Question:
What are the main points that should be covered in a confidentiality agreement?
Answer:
Some virtual assistants start their business working with clients they know and have had long-standing relationships with. Or they have developed trust with their existing clients and the issues of confidentiality and nondisclosure were just taken for granted. So what happens when a client, perhaps a large company that doesn know you, wants to hire you and wants a confidentiality agreement or NDA signed?
My first piece of advice is to add a standard confidentiality clause to your contract for any new clients. For existing clients, you may want to add an addendum to your contract. A confidentiality clause can be beneficial to both parties.
The confidentiality agreement does not need to be long and complicated. I use a simple two-page contract with a standard confidentiality clause included. You can review it below.
The confidentiality agreement, included in your contract, should address:
- the definition of what is considered confidential
- the time period covered
- be in line with State law
Some clients may want a more detailed non-disclosure. An example of one is below for your review. This may be appropriate if you are dealing with a Client’s proprietary software for example.
When preparing your contract and confidentiality clause, keep the needs of this specific client in mind. Be willing to adapt the clause for your individual client.
Standard Contract Clause: Confidentiality
During the term of this Agreement, Contractor shall act exclusively in the best interest of Client. Contractor acknowledges that it may have access to information which is non-public, confidential and proprietary in nature. Such confidential information may include, but is not limited to, trade secrets, business plans, copyrights, logos, trademarks, financial and operational information and membership lists. Contractor expressly agrees not to use or disclose such information in any manner or for any purpose at any time during or after the effective term of this Agreement, except as required by law or as required during the course of Contractor’s work for Client, unless authorized in writing by Client. Upon expiration or termination of this Agreement, Contractor shall return any such information to Client. Likewise, the Client agrees that it will not convey any Confidential information obtained about the Contractor to another party.
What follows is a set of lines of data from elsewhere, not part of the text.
PR #5509, opened 2022-04-19
CBG-2014: Check attachment size before sending to DB

markspolakovs:
CBG-2014

Previously we would rely on CBS to tell SGW when an attachment is too big (>20MB). However, if an attachment exceeds 30MB, CBS will abruptly close the connection instead, which would manifest as a 500 error.

Instead, check the attachment size before we try sending the attachment to the server.

- [x] `xattrs=true` https://jenkins.sgwdev.com/job/SyncGateway-Integration/194/

### DIFF
--- a/db/attachment.go
+++ b/db/attachment.go
@@ -14,9 +14,11 @@ import (
 	"crypto/sha1"
 	"crypto/sha256"
 	"encoding/base64"
+	"errors"
 	"fmt"
 	"net/http"
 
+	"github.com/couchbase/gomemcached"
 	"github.com/couchbase/sync_gateway/base"
 )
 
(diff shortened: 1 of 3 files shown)


db/attachment.go
```diff
@@ -246,6 +251,9 @@ func (db *Database) setAttachment(key string, value []byte) error {
 func (db *Database) setAttachments(attachments AttachmentData) error {
 	for key, data := range attachments {
 		attachmentSize := int64(len(data))
+		if attachmentSize > int64(gomemcached.MaxBodyLen) {
```
bbrks: Can we define our own constant for doc size? `gomemcached` is virtually unused (directly) by SG and I'm not sure it makes sense for that library to determine what we do or don't send via GoCB.

db/attachment_test.go
```diff
@@ -1548,3 +1549,34 @@ func TestGetAttVersion(t *testing.T) {
...
+	context, err := NewDatabaseContext("db", base.GetTestBucket(t), false, DatabaseContextOptions{})
+	assert.NoError(t, err, "Couldn't create context for database 'db'")
+	defer context.Close()
+	db, err := CreateDatabase(context)
+	assert.NoError(t, err, "Couldn't create database 'db'")
+
+	normalAttachment := make([]byte, 10*1024*1024)
+	hugeAttachment := make([]byte, 30*1024*1024)
+	_, _ = rand.Read(normalAttachment)
+	_, _ = rand.Read(hugeAttachment)
```
bbrks: Could we have sizes that don't border a size limit (to avoid unintentionally hitting any off-by-one / `<` vs `<=` cases along various parts of the stack?)

e.g:
- 15MB // ok
- 25MB // covers old CB doc too large case
- 35MB // covers the EOF case

bbrks (changes requested):
Just a couple of small comments but otherwise looks ok

bbrks (approved):
LGTM 👍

More detailed non-disclosure:
During the course of negotiations, training and consulting, The Contractor shall become aware of certain methods, practices and procedures with which Client conducts its business, including but not limited to: Tradeshow processes, blog and web content generation processes, sales and marketing processes, all of which Client and Contractor agree are proprietary information and as such are trade secrets.
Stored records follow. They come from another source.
PR #5511, opened 2022-04-20
CBG-1736: Namespace ISGR checkpoints by Cluster UUID

bbrks:
CBG-1736

- Generates a Cluster UUID which is stored in the SGRCluster doc.
- For newly created replications, prepends the cluster UUID into the checkpoint prefix.
  - Avoids edge replications with identical names from having conflicting remote checkpoints.

- [x] `xattrs=true` https://jenkins.sgwdev.com/job/SyncGateway-Integration/200/

### DIFF
--- a/db/sg_replicate_cfg.go
+++ b/db/sg_replicate_cfg.go
@@ -24,6 +24,7 @@ import (
 
 	"github.com/couchbase/cbgt"
 	"github.com/couchbase/sync_gateway/base"
+	"github.com/google/uuid"
 )
 
 const (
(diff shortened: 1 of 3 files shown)


bbrks:
@adamcfraser Can I get a review on this? I'll need to open a 3.0.1 backport for it, and want to get feedback soon

db/sg_replicate_cfg.go
```diff
@@ -972,6 +987,9 @@ func (m *sgReplicateManager) AddReplication(replication *ReplicationCfg) error {
 		if exists {
 			return false, base.ErrAlreadyExists
 		}
+		if replication.ClusterUUID == "" {
```
adamcfraser, line 990: Is it possible to add a test to verify correct behaviour on CAS retry on concurrent update of the cluster (i.e. we don't end up with two replications with different cluster UUIDs)

adamcfraser (changes requested):

db/sg_replicate_cfg.go
adamcfraser: As discussed, this isn't a blocker to merge this, as replications existing with different cluster UUIDs doesn't break the underlying functionality.

adamcfraser (approved):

Contractor will not at any time, either during negotiations or thereafter divulge, furnish, or make available, either directly or indirectly, to any person, firm, corporation or other entity any proprietary information used by Client. Contractor agrees that all such matters and information shall be kept strictly and absolutely confidential.
Contractor, upon the cessation of negotiations, irrespective of the time, manner or reason of termination, will immediately surrender and deliver to Client all lists, books, records, memoranda and data of every kind relating to all proprietary information and all property belonging to Client.
Contractor acknowledges that a breach of any of the provisions of this Agreement may result in continuing and irreparable damages to Client for which there may be no adequate remedy at law and that Client in addition to all other relief available to Client shall be entitled to the issuance of an injunction restraining Consultant from committing or continuing any breach of this Agreement.
What have you found most helpful to your client’s in preparing a confidentiality agreement?